If the Tools We Need Don’t Exist – Let’s Build Them. As we expand our work to address human rights issues in extended supply chains, Mars and Verité have found the tools we need don’t always exist. We’ve collaborated to build additional ones, informed by work supporting suppliers as they improve their systems, troubleshoot challenges and create consistent ways of communicating complex topics. As one example, Mars supported Verité to work with palm oil supplier Wilmar on its human rights management systems and practices. As part of this effort, Mars and Verité designed a maturity matrix to help evaluate suppliers’ progress against key human rights management system components. We continue refining this tool, the Human Rights Management System Roadmap, which aims to make the elements of strong human rights risk management systems explicit, so that suppliers are clear about what is expected of them by Mars as they manage their extended supply chains. Mars and Verité each continue to use and adapt this tool with a range of suppliers, and it’s now a part of Mars’s framework when it supports sustainability work in its extended supply chains. (Read more on Verité’s work with Wilmar).
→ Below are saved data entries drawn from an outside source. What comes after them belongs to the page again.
PR #224, opened 2021-09-06
Migrate from `@guardian/types` to `@guardian/libs`

jamie-lynch:
## What does this change?

This PR migrates from the [`@guardian/types`](https://github.com/guardian/types) library to [`@guardian/libs`](https://github.com/guardian/libs) as [`@guardian/types` is now deprecated](https://github.com/guardian/types/pull/140).

## How to test

Run all validation and ensure that everything still runs as expected.


tjmw (commented):
Hi @jamie-lynch thanks for opening the PR. I think this looks good! We have `@guardian/libs` as a `devDependency` and `peerDependency`. At the moment the dev version string has been bumped as part of this PR but not the peer version, so I think we should update that too so that the two are in sync. I'm happy to pick up that change if it's useful? The tests/typescript compiler are happy so I think we're good, but I'll do a quick manual test too when I get a moment.

jamie-lynch:
> At the moment the dev version string has been bumped as part of this PR but not the peer version, so I think we should update that too so that the two are in sync.

Ah yes, good spot! I've updated the peerDependency version to match

tjmw:
Thanks @jamie-lynch 👍  Do you have a timeline for this work? I noticed the DCR PR linked to above. I'm just wondering when a good time to merge this/create a release would be. Since we're moving to specifying libs v3 as a peer dep I feel like we want to co-ordinate with DCR going to v3 (and roll the braze-components bump out with that in guardian/dotcom-rendering#3375, which I think is already your plan?) This lib is also used by frontend, so I think the same thing probably needs to happen there too. I guess the situation I want to avoid is creating a new release for this change and to then be blocked from being able to push out other changes to prod until the DCR libs v3 switch is ready. Any thoughts?

jamie-lynch:
Agreed that we need to coordinate this so that it doesn't become a blocker. The other libraries that are used by DCR and AR, and so need a new release before DCR/AR can be updated, are `atoms-rendering`, `image-rendering` and `discussion-rendering`. Once we get those PRs ready to merge, and we're confident that the only changes left to make on DCR and AR are bumping the deps then we should be able to release new versions of all the libraries at the same time and finish off the DCR/AR PRs.

With Frontend, I've opened this PR which seems to be all good without a new release of `braze-components`. Would you expect that to break until we've shipped this update?

tjmw:
Cool, yeah that sounds like a good plan 👍 

> With Frontend, I've opened this PR which seems to be all good without a new release of braze-components. Would you expect that to break until we've shipped this update?

Good question. I think probably I'd expect it to be okay but I'd like to test to make sure. The code around `@guardian/braze-components` in frontend hasn't been converted to TypeScript (yet) so I wouldn't expect any complaints from the compiler there (so that one change where we now get `OphanComponentEvent` from libs instead of types isn't relevant for frontend). I'd expect yarn to complain about mismatching peer dependency versions of libs (as the platform is providing v3 but the current release of braze-components expects v2) but for it to work as the surface area of libs we use is very small, just `storage`, which I don't think has changed at all from v2 to v3.

PR #235, opened 2021-09-29
Reduce TTL on cloudfront cache to 1 minute

michaelclapham:
## What does this change?

Reduces the min (and now max) TTL for the cache on the cloudfront used to host braze-components.gutools.co.uk from 1 hour to 1 minute. This reduces the time it takes to confirm that a change is in production storybook which is really helpful when deploying hotfixes. 

https://trello.com/c/LVCDMM2l/1236-revisit-braze-componentsgutoolscouk-caching-strategy

## How to test

Make a change to braze components and check that it shows up in a few minutes as opposed to an hour. Also check the network tab for a changed cache control header.

Changes to braze components show up in a few minutes as opposed to an hour.

This will reduce the use of the cache slightly. Given this is an internal low traffic site the reduced cache hit's shouldn't be a problem.

### DIFF
--- a/cloudformation.yaml
+++ b/cloudformation.yaml
@@ -38,7 +38,8 @@ Resources:
                 DefaultCacheBehavior:
                     AllowedMethods: [HEAD, GET]
                     CachedMethods: [HEAD, GET]
-                    MinTTL: 3600
+                    MinTTL: 60
+                    MaxTTL: 60
                     Compress: true
                     ForwardedValues:
                         QueryString: false


tjmw (approved):
👍  I think this looks like a nice and simple solution for this. I'd been imagining that we might end up doing something more sophisticated, for example bust the cache on deploy, or use etags or similar to communicate to cloudfront when things had changed, but those would definitely be more complex. So +1 to doing this, we can always look into more complex solutions down the line if this doesn't end up being sufficient.

PR #238, opened 2021-10-06
Storybook section dropdown using 75 sections from API

michaelclapham:
## What does this change?

Adds a dropdown / select control to every component in Storybook with all 75 section ids currently returned by the Guardian content API. This allows marketing to select a section id to filter any Braze component to only show when on an article in that section.

## How to test

Launch storybook and check that the control appears below each component.

Section dropdown shows in storybook.

Not easy to copy and paste from dropdown?

## Images

Screenshot 2021-10-06 at 12 02 47

## Accessibility

- [ ] [Tested with screen reader](https://github.com/guardian/source/blob/main/docs/06-accessibility.md#screen-readers)
- [ ] [Navigable with keyboard](https://github.com/guardian/source/blob/main/docs/06-accessibility.md#keyboard-navigation)
- [ ] [Colour contrast passed](https://github.com/guardian/source/blob/main/docs/06-accessibility.md#colour-contrast)
- [ ] [The change doesn't use only colour to convey meaning](https://github.com/guardian/source/blob/main/docs/06-accessibility.md#use-of-colour)


src/storybookCommon/argTypes.ts
```diff
@@ -30,6 +32,16 @@ export const ophanComponentIdArgType = {
     },
 };
 
+export const sectionArgType = {
```
tjmw, line 35: To me these section filters feel like they should have their own category (similar to the `core` category), what do you think? I also reckon maybe this `const` should be called something slightly more generic like `pageContextArgTypes` to make it clear where future filtering controls should go.

tjmw (commented):
This is looking good. One thing I think we could possibly improve in terms of the UI is that all of the other controls we currently have allow you to copy paste over to Braze by someone in marketing. But with a select that isn't possible. It'd be great if we could support that as I think it would reduce friction from the process of specifying the key value pairs in Braze.

michaelclapham:
> This is looking good. One thing I think we could possibly improve in terms of the UI is that all of the other controls we currently have allow you to copy paste over to Braze by someone in marketing. But with a select that isn't possible. It'd be great if we could support that as I think it would reduce friction from the process of specifying the key value pairs in Braze.

I can't find a way of doing this using storybook-controls without modifying storybook itself. Maybe we could write some weird code that would take the value of the dropdown and copy it into another text field, but that feels like it could be quite flaky and confusing to use.

src/storybookCommon/sectionIds.ts
```diff
@@ -0,0 +1,77 @@
+export const guardianSectionIds = [
```
tjmw, line 1: Is it intentional that this list is in here twice under two separate files? :-)

PR #262, opened 2021-12-07
Upgrade to Node 14

tjmw:
## What does this change?

Upgrades from Node 12 -> 14 for building the package and storybook. This is required for the gu-cdk work. Also, Node 12 is EOL April 2022, so we'll want to do this anyway.

### TODO

- [x] Update TeamCity to use Node 14 for this branch (docker image can be configured in build config). (After merging, update all branches to use Node 14.)
- [x] Cut a pre-release from this branch (v5.1.0-0)
- [x] Test prerelease against DCR/frontend.

## Accessibility


package.json
```diff
@@ -1,6 +1,6 @@
 {
   "name": "@guardian/braze-components",
-  "version": "5.0.0",
+  "version": "5.1.0-0",
```
michaelclapham, line 3: Should we also add the engines property to package.json with node 14 in it? { "engines" : { "node" : ">=0.14" } }

tjmw: Hey that's a good question. I'm not sure. 🤔  I guess we don't expect our consumers to use this package in the Node environment, but in the browser. Given that we don't specify it currently, I'm tempted to not make a change in this PR and investigate separately (maybe we have gu wide recommendations for this).

PR #263, opened 2021-12-07
Begin migrating to `@guardian/cdk`

tjmw:
## What does this change?

This begins the migration to `@guardian/cdk`. The first step is to migrate our existing `cloudformation.yaml` by wrapping it with `@guardian/cdk`.

## How to test

Our plan is to use tooling provided by `@guardian/cdk` to compare our current stack with the stack created with CDK, at this stage there shouldn't be any differences.

*Note:* the first commit here upgrades to Node 14, that change actually happens in #262, so we should rebase this PR on main after merging 262.


akash1810 (approved):
AMAZING!

PR #265, opened 2021-12-09
Adopt DNS provisioning into CDK

tjmw:
## What does this change?

Adopt our existing DNS setup into CDK. As we've lined the configuration up exactly, this won't actually cause any changes.

## How to test

We've deployed to `CODE`: https://braze-components.code.dev-gutools.co.uk/


akash1810 (approved):
Wonderful!

PR #269, opened 2021-12-13
End of year banner

michaelclapham:
## Accessibility


src/EndOfYearBanner/index.stories.tsx
```diff
@@ -0,0 +1,74 @@
...
+            description: 'Header text',
+        },
+        body: {
+            name: 'body',
+            type: { name: 'string', required: true },
+            description: 'Body text',
+        },
+        boldText: {
+            name: 'boldText',
+            type: { name: 'string', required: true },
```
tjmw, line 25: We're saying this is required here, but not checking for it in the `canRender` above. I'm not sure which is right (we could check with Gavin) but we should be consistent.

src/EndOfYearBanner/index.tsx
```diff
@@ -0,0 +1,173 @@
...
+const catchAndLogErrors = (description: string, fn: () => void): void => {
+    try {
+        fn();
+    } catch (e) {
+        console.log(`Error (${description}): `, e.message);
+    }
+};
+
+const urlObject = new URL(
+    'https://www.theguardian.com/info/ng-interactive/2020/dec/21/the-guardian-in-2020',
```
tjmw, line 42: I guess let's not merge this until we've got the correct destination sorted!?

tjmw: Actually, should this just be a prop that marketing supply? That's what we do for epics - they provide the full URL with any tracking params through Braze.

src/EndOfYearBanner/index.tsx
```diff
@@ -0,0 +1,173 @@
...
+
+    if (!canRender(props.brazeMessageProps)) {
+        return null;
+    }
+
+    if (!showBanner) {
+        return null;
+    }
+
+    const logToBrazeAndOphan = (internalButtonId: number): void => {
```
tjmw, line 73: Not necessarily as part of this PR, but we should think about abstracting this out. It's common across a few banners I think.

tjmw (commented):
I think this is looking good. I left a few comments/suggestions, see what you think.

src/EndOfYearBanner/index.stories.tsx
michaelclapham: Making it not required just for now.

src/EndOfYearBanner/index.tsx
michaelclapham: Agreed. Changed this so that buttonUrl can and must be passed in.

src/EndOfYearBanner/index.stories.tsx
michaelclapham: I've changed this to no longer be required here or by the can render. I think banner works okay without bold text so making it optional for now seems okay, but you're right we should check with Gavin.

src/EndOfYearBanner/canRender.ts
```diff
@@ -3,9 +3,9 @@ import type { BrazeMessageProps } from './index';
...
  * this means the user won't download the Braze components bundle when the component can't be shown.
  */
-export const COMPONENT_NAME = 'TheGuardianIn2020Banner';
+export const COMPONENT_NAME = 'EndOfYearBanner';
 
 export const canRender = (brazeMessageProps: BrazeMessageProps): boolean => {
-    const { header, body } = brazeMessageProps;
-    return Boolean(header && body);
+    const { header, body, buttonText, buttonUrl } = brazeMessageProps;
+    return Boolean(header && body && buttonText && buttonUrl);
```
tjmw, line 10: Should we be checking here for `imageUrl`? The docs say it's required (I think we said a default didn't make sense?)

tjmw: I believe the `Appbanner` `canRender` also does some checks to verify that the image host etc looks correct, might be worth checking and aligning with how we handle things there.

src/EndOfYearBanner/index.tsx
```diff
@@ -36,26 +40,15 @@ const catchAndLogErrors = (description: string, fn: () => void): void => {
     }
 };
 
-const urlObject = new URL(
-    'https://www.theguardian.com/info/ng-interactive/2020/dec/21/the-guardian-in-2020',
-);
+const DEFAULT_IMAGE =
+    'https://i.guim.co.uk/img/media/c9ba78ef2b1a931aab5ca625ce49646e116b11b3/0_0_3200_1800/3200.png?quality=60&width=930&s=72ff133ea3e4516f5a353213e7a62e8a';
```
tjmw, line 44: I wonder if a default image at this level makes sense, I feel like it might be more confusing for marketing than just saying "you must provide an image". What do you think? If we did want a default an alternative could be to wrap `EndOfYearBanner` in a more specifically named component, which threads the image prop through (I think similar to the way `DigitalSubscriberAppBanner` is implemented on top of `AppBanner`).

src/EndOfYearBanner/index.tsx
```diff
@@ -127,26 +120,21 @@ const TheGuardianIn2020Banner: React.FC<Props> = (props: Props) => {
                     <p css={styles.paragraph}>
                         {body}
                         <br />
```
tjmw, line 122: Should the `<br/>` be included conditionally only if the `boldText` prop is supplied?

src/EndOfYearBanner/index.tsx
tjmw: (This is a genuine question btw! I'm not sure how I feel about the default! Maybe Yusuf will have an opinion.)

src/EndOfYearBanner/index.stories.tsx
```diff
@@ -4,10 +4,17 @@ import { StorybookWrapper } from '../utils/StorybookWrapper';
 import { knobsData } from '../utils/knobsData';
 import { coreArgTypes } from '../storybookCommon/argTypes';
 import { BrazeMessageProps } from '.';
+import { grid, withGrid } from '../../.storybook/grid/withGrid';
 
 export default {
-    component: 'TheGuardianIn2020Banner',
-    title: 'Banner/TheGuardianIn2020Banner',
+    component: 'EndOfYearBanner',
+    title: 'Banner/EndOfYearBanner',
```
tjmw, line 11: I'd say maybe this should be in the work-in-progress folder until this PR is merged, a new `@guardian/braze-components` version is released and is available on frontend/DCR. What do you reckon? I think that's how we've done things in the past (we should add this to the README if we agree that flow makes sense).

tjmw (commented):
This is looking good! Nice work getting the image picking functionality there, I wasn't sure how straightforward onboarding a second component to use it would be.

I've left a few comments and questions, see what you think.

One note is that I'm not sure we've ever actually used `AppBanner` (the only other place we use the image picker) in production before on a real campaign. I think the first few times marketing set up an in-app message using the image picker (so this `EndOfYearBanner` component, or `AppBanner`) we should inspect the i.guim image URL which is created for them to verify the size/quality etc looks appropriate.

src/EndOfYearBanner/index.tsx
michaelclapham: I've removed the default image as the imageUrl is now required by canRender and the story.

src/EndOfYearBanner/index.stories.tsx
```diff
@@ -17,6 +17,7 @@ export default {
     },
     argTypes: {
         ...coreArgTypes,
+        ...ophanComponentIdArgType,
```
tjmw, line 20: Nice! This reminded me of a thing I was thinking about earlier but forgot to mention. If this is required now we should make sure the `canRender` for this banner reflects that (i.e. `canRender` should return `false` if the `ophanComponentId` is missing.

src/EndOfYearBanner/canRender.ts
michaelclapham: Yep I agree. I've added this i.guim check to this banners canRender now.

src/EndOfYearBanner/index.tsx
michaelclapham: Yep this is done now.

src/EndOfYearBanner/index.stories.tsx
michaelclapham: Yep this is now in WorkInProgress here: 
https://github.com/guardian/braze-components/blob/end-of-year-banner/src/BannerWithLink/index.stories.tsx#L11

src/EndOfYearBanner/index.stories.tsx
tjmw: I just updated the `canRender` in 2c74bd7 to reflect this. Does that sound okay @michaelclapham?

tjmw (approved):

Looking Ahead. There’s no doubt 2020 has been filled with change, challenges, and hardships for people, communities and businesses. But we have continued to see the power of our collaboration, especially during such difficult times. With Mars’s strong support, Verité has worked with new suppliers on long-term plans to improve their approach to human rights work in countries from Mexico to Malaysia. We’ve enhanced forced labor awareness and training in key sectors and trained more Mars Associates on human rights topics like child labor risks. We’re finding new ways to build capabilities virtually, even while unable to meet in person due to COVID-19 travel restrictions. 2021 will bring its own set of challenges and opportunities, and we’ll continue taking action, learning and sharing what we find along the way. We look forward to learning from other practitioners tackling work to advance respect for rights of vulnerable workers.